▸ **ABOUT THIS TASK**: Every record that follows should be printed verbatim.
:::
PR #4524, opened 2018-03-08
Expose payment flag on public listing page

### LINKED ISSUE #2080: Expose payment flag on public listing page
Following https://github.com/mozilla/addons-server/issues/4954, we need to expose the payment requirement flag on the public listing page.

Our official policy would be like:
A payment is required to use this add-on or the service this add-on relies on, either upfront, after a trial period or in conjunction with a paid software.

This sounds a bit too wordy to me. I think we could simply and go by:
A payment is required to use this add-on or the service it relies on.

//cc @jvillalobos
//cc @pwalm for UX (on the new desktop pages)
Should we expose it on mobile as well?

bobsilverberg:
Fixes #2080

### DIFF
--- a/src/amo/components/AddonBadges/index.js
+++ b/src/amo/components/AddonBadges/index.js
@@ -64,6 +64,12 @@ export const AddonBadgesBase = (props: Props) => {
           label={i18n.gettext('Not compatible with Firefox Quantum')}
         />
       ) : null}
+      {addon.requires_payment ? (
+        <Badge
+          type="requires-payment"
+          label={i18n.gettext('Some features may require payment')}
+        />
+      ) : null}
     </div>
   );
 };
--- a/tests/unit/amo/components/TestAddonBadges.js
+++ b/tests/unit/amo/components/TestAddonBadges.js
@@ -31,6 +31,16 @@ describe(__filename, () => {
     expect(root.html()).toEqual(null);
   });
 
+  it('displays no badges when none are called for', () => {
+    const addon = createInternalAddon({
+      ...fakeAddon,
+      type: ADDON_TYPE_EXTENSION,
+    });
+    const root = shallowRender({ addon });
+
+    expect(root.find(Badge)).toHaveLength(0);
+  });
+
   it('displays a badge when the addon is featured', () => {
     const addon = createInternalAddon({
       ...fakeAddon,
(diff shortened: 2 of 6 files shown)


src/amo/components/AddonBadges/index.js
```diff
@@ -64,6 +64,12 @@ export const AddonBadgesBase = (props: Props) => {
           label={i18n.gettext('Not compatible with Firefox Quantum')}
         />
       ) : null}
+      {addon.requires_payment ? (
+        <Badge
+          type="requires-payment"
+          label={i18n.gettext('Some features may require payment')}
```
tofumatt: If the add-on has "requires payment" flagged, we shouldn't be so wishy-washy about "may require" 😄

I think this should just say "Some features require payment". That's more accurate and less confusing. Any issues with that, @jvillalobos?

tests/unit/amo/components/TestAddonBadges.js
```diff
@@ -181,4 +181,24 @@ describe(__filename, () => {
...
+      .toHaveProp('label', 'Some features may require payment');
+  });
+
+  it('does not display a badge when the addon does not require payment', () => {
+    const addon = createInternalAddon(createFakeAddon({
+      requires_payment: false,
+    }));
+    const root = shallowRender({ addon });
+
+    expect(root.find(Badge)).toHaveLength(0);
```
tofumatt: This is fine (and probably mirrors other tests), but technically we just want no badges with the "requires payment" prop.

This might be a bit more accurate as `expect(root.find(Badge).find({ type: 'requires-payment' })).toHaveLength(0);`, but obviously it works as-is. Just means if we added a `Badge` elsewhere we'd need to change this test, making it less atomic 😄

src/amo/components/AddonBadges/index.js
bobsilverberg: This was discussed quite a bit in the issue, and I thought the final word was at https://github.com/mozilla/addons-frontend/issues/2080#issuecomment-366061040, but I guess it doesn't hurt to double check before landing. 😃

jvillalobos: The flag can mean a number of different things (see the expanded label on dev tools), so I think it's okay to keep the slightly vague wording.

tofumatt: Ten four 👍

tests/unit/amo/components/TestAddonBadges.js
bobsilverberg: This is a good point. I changed this test, and the others that are asserting the absence of a particular badge. I also added a test that checks that no badges at all are present when none are called for. This would break if we did add a different `Badge` element somewhere inside the `Addon`, but if we do that we'd probably need to revisit this test anyway.

Perhaps you want to take a final look at this before I merge it, @tofumatt?

bobsilverberg:
Before:

screenshot 2018-03-09 08 15 40

After:

screenshot 2018-03-09 08 16 26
:::
▸ **COMPLETED TASK**:
PR #4524, opened 2018-03-08
Expose payment flag on public listing page

### LINKED ISSUE #2080: Expose payment flag on public listing page
Following https://github.com/mozilla/addons-server/issues/4954, we need to expose the payment requirement flag on the public listing page.

Our official policy would be like:
A payment is required to use this add-on or the service this add-on relies on, either upfront, after a trial period or in conjunction with a paid software.

This sounds a bit too wordy to me. I think we could simply and go by:
A payment is required to use this add-on or the service it relies on.

//cc @jvillalobos
//cc @pwalm for UX (on the new desktop pages)
Should we expose it on mobile as well?

bobsilverberg:
Fixes #2080

### DIFF
--- a/src/amo/components/AddonBadges/index.js
+++ b/src/amo/components/AddonBadges/index.js
@@ -64,6 +64,12 @@ export const AddonBadgesBase = (props: Props) => {
           label={i18n.gettext('Not compatible with Firefox Quantum')}
         />
       ) : null}
+      {addon.requires_payment ? (
+        <Badge
+          type="requires-payment"
+          label={i18n.gettext('Some features may require payment')}
+        />
+      ) : null}
     </div>
   );
 };
--- a/tests/unit/amo/components/TestAddonBadges.js
+++ b/tests/unit/amo/components/TestAddonBadges.js
@@ -31,6 +31,16 @@ describe(__filename, () => {
     expect(root.html()).toEqual(null);
   });
 
+  it('displays no badges when none are called for', () => {
+    const addon = createInternalAddon({
+      ...fakeAddon,
+      type: ADDON_TYPE_EXTENSION,
+    });
+    const root = shallowRender({ addon });
+
+    expect(root.find(Badge)).toHaveLength(0);
+  });
+
   it('displays a badge when the addon is featured', () => {
     const addon = createInternalAddon({
       ...fakeAddon,
(diff shortened: 2 of 6 files shown)


src/amo/components/AddonBadges/index.js
```diff
@@ -64,6 +64,12 @@ export const AddonBadgesBase = (props: Props) => {
           label={i18n.gettext('Not compatible with Firefox Quantum')}
         />
       ) : null}
+      {addon.requires_payment ? (
+        <Badge
+          type="requires-payment"
+          label={i18n.gettext('Some features may require payment')}
```
tofumatt: If the add-on has "requires payment" flagged, we shouldn't be so wishy-washy about "may require" 😄

I think this should just say "Some features require payment". That's more accurate and less confusing. Any issues with that, @jvillalobos?

tests/unit/amo/components/TestAddonBadges.js
```diff
@@ -181,4 +181,24 @@ describe(__filename, () => {
...
+      .toHaveProp('label', 'Some features may require payment');
+  });
+
+  it('does not display a badge when the addon does not require payment', () => {
+    const addon = createInternalAddon(createFakeAddon({
+      requires_payment: false,
+    }));
+    const root = shallowRender({ addon });
+
+    expect(root.find(Badge)).toHaveLength(0);
```
tofumatt: This is fine (and probably mirrors other tests), but technically we just want no badges with the "requires payment" prop.

This might be a bit more accurate as `expect(root.find(Badge).find({ type: 'requires-payment' })).toHaveLength(0);`, but obviously it works as-is. Just means if we added a `Badge` elsewhere we'd need to change this test, making it less atomic 😄

src/amo/components/AddonBadges/index.js
bobsilverberg: This was discussed quite a bit in the issue, and I thought the final word was at https://github.com/mozilla/addons-frontend/issues/2080#issuecomment-366061040, but I guess it doesn't hurt to double check before landing. 😃

jvillalobos: The flag can mean a number of different things (see the expanded label on dev tools), so I think it's okay to keep the slightly vague wording.

tofumatt: Ten four 👍

tests/unit/amo/components/TestAddonBadges.js
bobsilverberg: This is a good point. I changed this test, and the others that are asserting the absence of a particular badge. I also added a test that checks that no badges at all are present when none are called for. This would break if we did add a different `Badge` element somewhere inside the `Addon`, but if we do that we'd probably need to revisit this test anyway.

Perhaps you want to take a final look at this before I merge it, @tofumatt?

bobsilverberg:
Before:

screenshot 2018-03-09 08 15 40

After:

screenshot 2018-03-09 08 16 26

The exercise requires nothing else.